Activity
Within the entries that follow, show each line where the word "install" occurs.

┌──

PR #13257, opened 2020-04-05
Fixes MapMerge Requirements

Kyep:
:cl: Kyep
tweak: Fixed an issue where github contributors cannot install the dependencies for the 'mapmerge' tool, by updating the desired version some dependencies.
/:cl:

### DIFF
--- a/tools/mapmerge2/requirements.txt
+++ b/tools/mapmerge2/requirements.txt
@@ -1,3 +1,3 @@
-pygit2==0.27.2
+pygit2==1.0.1
 bidict==0.13.1
 Pillow==6.2.0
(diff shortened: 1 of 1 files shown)


AffectedArc07:
I requested this PR because the current version of pygit (0.27.2) no longer has binaries, which causes issues when trying to install mapmerge. This doesnt help when youre new to this and dont get how python or pip works, so seeing your entire command line fill with red error text isn't good.
image
The newer version of pygit doesnt have this issue

tools/mapmerge2/requirements.txt
```diff
@@ -1,3 +1,3 @@
-pygit2==0.27.2
+pygit2==1.0.1
 bidict==0.13.1
 Pillow==6.2.0
```
AffectedArc07, line 3: `pygit2` works, but could you also change `Pillow==6.2.0` to `Pillow==7.1.1`, as that works on the latest Python (3.8.2)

└──

Written response
tweak: Fixed an issue where github contributors cannot install the dependencies for the 'mapmerge' tool, by updating the desired version some dependencies.
I requested this PR because the current version of pygit (0.27.2) no longer has binaries, which causes issues when trying to install mapmerge. This doesnt help when youre new to this and dont get how python or pip works, so seeing your entire command line fill with red error text isn't good.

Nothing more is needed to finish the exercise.